Читать «История Пенденниса, его удач и злоключений, его друзей и его злейшего врага» онлайн - страница 250

Уильям Мейкпис Теккерей

- "Талант поет за прутьями темницы..."

- Вот именно, - сухо подтвердил Уорингтон. - Шендон отлично приспосабливается к клетке. Ему бы терзаться, но ведь есть Джек и Том, с которыми можно выпить, и это его утешает; он мог бы многого достигнуть, но, раз не вышло - что ж, он пьет с Джеком и Томом; он мог бы заботиться о жене и детях, но у Джона с Томасом завелась бутылка, как же не отхлебнуть из нее? Он мог бы отдать Чику, портному, те двадцать фунтов, что нужны бедняге для уплаты за квартиру, но Джон и Томас наложили руку на его кошелек. И вот он пьет, а портной идет в тюрьму, а семья портного идет по миру. Так будем же проливать слезы над невзгодами гения и громить тиранов-издателей, угнетающих литераторов!

- Как, ты берешь еще стакан грога? - ехидно спросил Пен: приведенный выше разговор между молодыми людьми происходил в Черной Кухне.

Уорингтон по обыкновению расхохотался.

- Video meliore proboque... {Вижу и одобряю хорошее... (а делаю дурное) (лат.); из "Метаморфоз" Овидия.} Погорячее, Джон, и с сахаром! - крикнул он вслед лакею.

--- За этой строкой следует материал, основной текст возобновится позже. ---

PR #3232, opened 2026-05-08
fix: skip skills loading only when skills_metadata is non-empty

### LINKED ISSUE #3233: SkillsMiddleware skips loading on first turn when skills_metadata=[] (PrivateStateAttr default)
## Description

`SkillsMiddleware.before_agent` (and `abefore_agent`) skip loading skills when `"skills_metadata" in state` — but `PrivateStateAttr` initialises this field to `[]` by default in the graph state. This means the initial load is always skipped on the first turn.

## Steps to reproduce

1. Create an agent with `skills=["/skills/"]` pointing to a valid SKILL.md with YAML frontmatter
2. Invoke the agent
3. The system prompt shows "(No skills available yet)" even though valid skills exist

## Root cause

In `before_agent` (and `abefore_agent`):

```python
if "skills_metadata" in state:
    return None
```

The key exists with value `[]` due to `PrivateStateAttr` default, so the guard fires and `_list_skills_with_errors` is never called.

## Proposed fix

Change the guard to also check the list is non-empty:

```python
if "skills_metadata" in state and state["skills_metadata"]:
    return None
```

## Environment

- deepagents 0.5.7
- Reproduced with FilesystemBackend and CompositeBackend

BI4O:
Fixes #3233

## Problem

`SkillsMiddleware.before_agent` (and `abefore_agent`) skip loading skills when `"skills_metadata" in state` — but `PrivateStateAttr` initialises this field to `[]` by default in the graph state. This means the initial load is **always skipped on the first turn**, and the system prompt shows "(No skills available yet)" even when valid skills exist.

## Root cause

```python
# before_agent, ~line 1017
if "skills_metadata" in state:
    return None
```

The key exists (value is `[]`), so the guard fires and the middleware never reads the skill files.

## Fix

Check that the metadata list is non-empty before skipping:

```python
if "skills_metadata" in state and state["skills_metadata"]:
    return None
```

Applied to both `before_agent` and `abefore_agent`.

### DIFF
--- a/libs/deepagents/deepagents/middleware/skills.py
+++ b/libs/deepagents/deepagents/middleware/skills.py
@@ -1013,8 +1013,11 @@ class SkillsMiddleware(AgentMiddleware[SkillsState, ContextT, ResponseT]):
         Returns:
             State update with `skills_metadata` populated, or `None` if already present.
         """
-        # Skip if skills_metadata is already present in state (even if empty)
-        if "skills_metadata" in state:
+        # Skip if skills_metadata is already loaded (non-empty list).
+        # PrivateStateAttr initialises the key to [] by default, so we
+        # must also check the list is non-empty to avoid skipping the
+        # initial load on the first turn.
+        if "skills_metadata" in state and state["skills_metadata"]:
             return None
 
         # Resolve backend (supports both direct instances and factory functions)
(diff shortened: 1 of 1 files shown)


BI4O:
This PR fixes #3233

PR #206, opened 2021-11-09
Fix enabling of ALPN and SNI in config builder

### LINKED ISSUE #204: no ALPN protocol sent by client connection
AFAICT, the ALPN protocol set by mod_tls on proxy connection is not seen in the client hello arriving at the contacted server.

my code sets `h2` as ALPN protocol via:
```
            rr = rustls_client_config_builder_set_alpn_protocols(builder,
                (rustls_slice_bytes*)rustls_protocols->elts, (size_t)rustls_protocols->nelts);
            if (RUSTLS_RESULT_OK != rr) goto cleanup;
```

but the contacted server connection does not see it.

This (with change method names, of course) used to work in previous versions.

Anything additional info I can provide, please do not hesitate to ask.

jsha:
We were collecting the ALPN and SNI information into our internal config builder object but not setting it on the actual rustls config builder object.

Add unittests for client and server builders that check this.

Fixes #204

### DIFF
--- a/CHANGELOG.md
+++ b/CHANGELOG.md
@@ -1,6 +1,12 @@
 # Changelog
 
-## 0.8.0 (unreleased)
+## 0.8.1 (unreleased)
+
+## Changed
+ - Setting of ALPN protocols for client configs was broken in the 0.8.0 release.
+   This release fixes it.
+
+## 0.8.0 (2021-11-08)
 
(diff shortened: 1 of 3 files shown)


icing:
not only ALPN, but also SNI use! @jsha is on a roll!

icing (approved):

djc (approved):

PR #216, opened 2021-11-12
Add valgrind to C tests

jsha:
Fix some memory leaks.

Add clean shutdown to the server test so it can be tested under valgrind.

Send the stdout of client tests to /dev/null so they aren't so noisy.

Add a client or server prefix to all stderr messages to distinguish which side they came from.

### DIFF
--- a/.github/workflows/test.yaml
+++ b/.github/workflows/test.yaml
@@ -47,9 +47,9 @@ jobs:
       - uses: actions/checkout@v2
         with:
           persist-credentials: false
-    - run: apt install valgrind
-    - run: export VALGRIND="valgrind -q"
-    - run: make test
+      - run: apt install valgrind
+      - run: export VALGRIND="valgrind -q"
+      - run: make test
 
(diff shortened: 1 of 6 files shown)


.github/workflows/test.yaml
```diff
@@ -47,7 +44,8 @@ jobs:
       - uses: actions/checkout@v2
         with:
           persist-credentials: false
-      - run: apt install valgrind
+      - name: Install valgrind
+        run: sudo apt-get install -y valgrind
       - run: export VALGRIND="valgrind -q"
       - run: make test
```
kevinburke, line 50: Interesting. What's the mechanism here that makes this run with valgrind turned on? Does Rust look for the VALGRIND env var?

jsha: Nope, test.sh is supposed to check for it! But I messed up the logic in test.sh; fixed in the latest push.

kevinburke:
ok LGTM

PR #219, opened 2021-11-13
Add feature to inhibit log capture

### LINKED ISSUE #212: Add no_log_capture feature
Right now rustls-ffi makes the assumption that it's built by the Makefile, with `-C metadata=rustls-ffi`, and so it's safe to take over the global log facility for itself, because that facility is now scoped to the library rather than global (#107).

However, when we're used as an rlib (#41), that won't be the case, and we should specifically avoid trying to take over the global log facility. We should do this with a feature flag that inhibits the log capture. Code that uses rustls-ffi via rlib will be able to provide its own log handler if it wants to.

jsha:
This is necessary to work properly when built as a Rust dependency (a
rare use case).

Fixes #212.

/cc @sagebind for review. I think this is the last thing we need before uploading rustls-ffi and making it usable as a backend for curl-rust.

### DIFF
--- a/Cargo.toml
+++ b/Cargo.toml
@@ -6,6 +6,14 @@ description = "C-to-rustls bindings"
 edition = "2018"
 links = "rustls_ffi"
 
+[features]
+# Enable this feature when building as Rust dependency. It inhibits the
+# default behavior of capturing the global logger, which only works when
+# built using the Makefile, which passes -C metadata=rustls-ffi to avoid
+# interfering with copies of the global logger brought in by other Rust
+# libraries.
+no_log_capture = []
+
 [dependencies]
 # Keep in sync with RUSTLS_CRATE_VERSION in build.rs
 rustls = { version = "=0.20", features = [ "dangerous_configuration" ] }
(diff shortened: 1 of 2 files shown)


sagebind (approved):
Looks OK from my perspective.

Due to the additive nature of Cargo features, it might make more sense from a Rust perspective to invert this feature (`log_capture`) which is disabled by default, but enabled by the Makefile, but I don't see any immediate issues with doing it this way.

jsha:
It's funny, I chose the negative flag exactly because of the additive nature of Cargo features. If crate A is expecting logs to not be captured, it shouldn't be possible for crate B somewhere else in the dependency tree to add a feature that causes logs to be captured after all.

What's the way in which additivity of features advocates for using a positive feature?

sagebind:
> If crate A is expecting logs to not be captured

I guess I was thinking of it in an inverse way -- crate A doesn't really have any expectations at all about logs, but when using it from C you want the logs to be captured. I was also thinking that if other crates were to decide to use rustls-ffi, almost universally they would want to enable `no_log_capture` which would become just extra ceremony, but when being used from C you use the Makefile, which could trivially request a non-default feature be enabled automatically.

But I'm fine with either way, there's an understandable logic behind the inverse feature as well.

PR #227, opened 2021-11-14
Improve handling of errors

### LINKED ISSUE #226: Update rustls_result_is_cert_error to include InvalidCertificateData
Per https://github.com/curl/curl/issues/8004, there is a test case in curl failing because an invalid certificate returns the wrong error. That's because, in the upgrade to rustls 0.20, we didn't add InvalidCertificateData to the list of is_cert_error results.

jsha:
There were still three places where we could have undefined behavior if
C gave us an invalid rustls_result:

 - rustls_result_is_cert_error took a rustls_result as a parameter.
 - The callback for server certificate validation returned
   rustls_result.
 - The callbacks for session storage returned rustls_result.

Change all of these to use u32 and the try_from implementation.

Fix the comment for the session storage callbacks, which indicated the
wrong error strategy.

Remove result_to_error in favor of directly implementing Display on
rustls_result. This fixes an issue where CertInvalidData was turned into
Either::String rather than Either::Error, which caused
rustls_result_is_cert_error to (incorrectly) say it wasn't a cert error.
This PR also removes the Either struct and the From impls on it.

Fixes #226

### DIFF
--- a/src/error.rs
+++ b/src/error.rs
@@ -313,7 +313,7 @@ impl Display for rustls_result {
         CorruptMessagePayload => write!(f, "received corrupt message"),
 
         PeerIncompatibleError => write!(f, "peer is incompatible"),
-        PeerMisbehavedError => write!(f, "peer is incompatible"),
+        PeerMisbehavedError => write!(f, "peer misbehaved"),
 
         General => write!(f, "general error"),
 
--- a/src/error.rs
+++ b/src/error.rs
@@ -47,18 +47,41 @@ impl rustls_result {
     }
 
     #[no_mangle]
-    pub extern "C" fn rustls_result_is_cert_error(result: rustls_result) -> bool {
-        match result_to_error(&result) {
-            Either::Error(e) => matches!(
-                e,
-                Error::InvalidCertificateData(_)
-                    | Error::InvalidCertificateEncoding
-                    | Error::InvalidCertificateSignature
-                    | Error::InvalidCertificateSignatureType
-                    | Error::InvalidSct(_)
-            ),
-            _ => false,
-        }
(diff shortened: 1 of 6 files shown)


src/error.rs
```diff
@@ -47,18 +47,41 @@ impl rustls_result {
...
+                | CertSCTMalformed
+                | CertSCTInvalidSignature
+                | CertSCTTimestampInFuture
+                | CertSCTUnsupportedVersion
+                | CertSCTUnknownLog
+        )
+    }
+}
+
+/// For cert-related resutl_results, turn them into a rustls::Error. For other
```
kevinburke, line 69: `rustls_results`

src/error.rs
```diff
@@ -247,139 +285,96 @@ pub(crate) fn map_error(input: rustls::Error) -> rustls_result {
...
         // message. So we reproduce a simplified error string.
-        InappropriateMessage => "received unexpected message".into(),
-        InappropriateHandshakeMessage => "received unexpected handshake message".into(),
-        CorruptMessagePayload => "received corrupt message".into(),
+        InappropriateMessage => write!(f, "received unexpected message"),
+        InappropriateHandshakeMessage => write!(f, "received unexpected handshake message"),
+        CorruptMessagePayload => write!(f, "received corrupt message"),
+
+        PeerIncompatibleError => write!(f, "peer is incompatible"),
+        PeerMisbehavedError => write!(f, "peer is incompatible"),
```
kevinburke, line 316: Copy paste?

kevinburke:
Looks OK to me, should we update the changelog now vs. later?

jsha:
We should update the CHANGELOG as part of the PR - I'll push a commit with that later on.

djc:
Seems okay to me.

djc (approved):

PR #233, opened 2021-11-14
doc: replace session with connection

jsha:
There were a few holdovers from when we renamed session to connection.


kevinburke:
LGTM

Issue #203, opened 2021-11-09
rustls_{server/client}_config_builder_new_custom() parameters


icing:
As I see it, the new `rustls_client_config_builder_new_custom` and `rustls_server_config_builder_new_custom` require speficifaction of protocols *and* ciphersuites and panic if one is NULL.

Questions: 
 * how can one configure a supported cipher without mentioning the tls protocol version?
 * how can one enable a certain minimum protocol version without know all available?
 * how can one enable a specific protocol version without being aware which ciphers belong to it?
 * what is the outcome of a cipher and tls version that do not match?

Thanks for your help.

jsha:
> how can one configure a supported cipher without mentioning the tls protocol version?
> how can one enable a specific protocol version without being aware which ciphers belong to it?

@kevinburke provided a PR to support default cipher suites by passing NULL in the appropriate position: https://github.com/rustls/rustls-ffi/pull/165. Right now that's blocked on a redesign. Instead of NULL (which isn't clear to the reader of the code what it does), I'd like to have a global constant array RUSTLS_DEFAULT_CIPHER_SUITES and RUSTLS_DEFAULT_CIPHER_SUITES_LEN, so it's clear at the call site. Though perhaps our new rustls_default_cipher_suites_get() could do the same, if we can guarantee that its returned pointers are contiguous in memory (I'd have to check).

We'll also need the same treatment for protocol versions.

> how can one enable a certain minimum protocol version without know all available?

I think for this we need to add a list of supported_tls_versions or similar, and guarantee it is in sorted order.

> what is the outcome of a cipher and tls version that do not match?

There will be an error returned from rustls_{client,server}_config_builder_new_custom. We should document that. According to https://docs.rs/rustls/0.20.0/src/rustls/builder.rs.html#211-239, the error kind will be "General." We should file an upstream ticket to get a more specific error for that case.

- Я бы тоже выпил еще, да не хочется, - сказал! Пен. - Сдается мне, Уорингтон, что мы с тобой не намного лучше других. - И когда Уорингтон допил последний стакан, они отправились домой.

В ящике для почты их ждало два письма от того caмого мистера Бангэя, с которым они вместе провели утро. Гостеприимный издатель имел честь приветствовать их каждого в отдельности и просил доставить ему удовольствие - отобедать у него в такой-то день в обществе друзей из литературного мира.

- Угощение он устроит на славу, - сказал Уорингтон. - Вся армия Бангэя будет налицо.

- Вся, кроме бедного Шендона, - отозвался Пен и, пожелав другу спокойной ночи, ушел в свою спаленку. События и встречи этого дня сильно его взбудоражили, и он лежал и думал о них еще долго после того, как услышал за стеною громкий, равномерный храп, возвестивший, что Уорингтон крепко заснул.

"Неужели правда, - думал Пен, лежа в постели и глядя на луну, освещавшую угол комода и над ним - рамку с видом Фэрокса, нарисованным Лорой, - неужели правда, что я наконец начал зарабатывать, и к тому же пером? Что я более не буду разорять матушку и, может, даже составлю себе имя? Что ж, я от этого не откажусь, - думал юный мечтатель, смеясь и краснея в темноте, хотя была ночь и никто не мог его увидеть; очень уж желанными представлялись ему почет и слава. - Если фортуна мне улыбается, тем лучше; если она хмурится, бог с ней. Что бы ни ждало меня, успех или неудача, помоги мне, боже, всегда быть честным. Помоги мне говорить правду в той мере, в какой я ее знаю, не отступать от нее под воздействием лести или корысти, личной неприязни или сословных предрассудков. Дорогая моя матушка, как вы будете гордиться на старости лет, если я сумею совершить что-то, достойное вашего имени! И ты, Лора, ты уже не будешь презирать меня как жалкого мота и бездельника, когда увидишь, что я... когда я добьюсь... тьфу, какой же я Альнашар, я всего-то получил пока пять фунтов за стихи и заказ на десяток статей для газеты!" Давно уже Пен не испытывал такого прилива бодрости и в то же время не судил себя так строго. Он перебирал в памяти заблуждения и ошибки, увлечения, сумасбродства и разочарования своей непутевой молодости. Он встал с постели, распахнул окно и долго глядел в темноту; потом, повинуясь внезапному порыву, будем надеяться - доброму, подошел к комоду и поцеловал рисунок на стене, а потом бросился на колени у кровати и замер в этой позе покорности и надежды. Когда он встал, глаза его были полны слез: он поймал себя на том, что бессознательно шепчет слова, которые в детстве повторял за матерью, перед тем как она уносила его в кроватку и, опустив полог, благословляла на сон грядущий.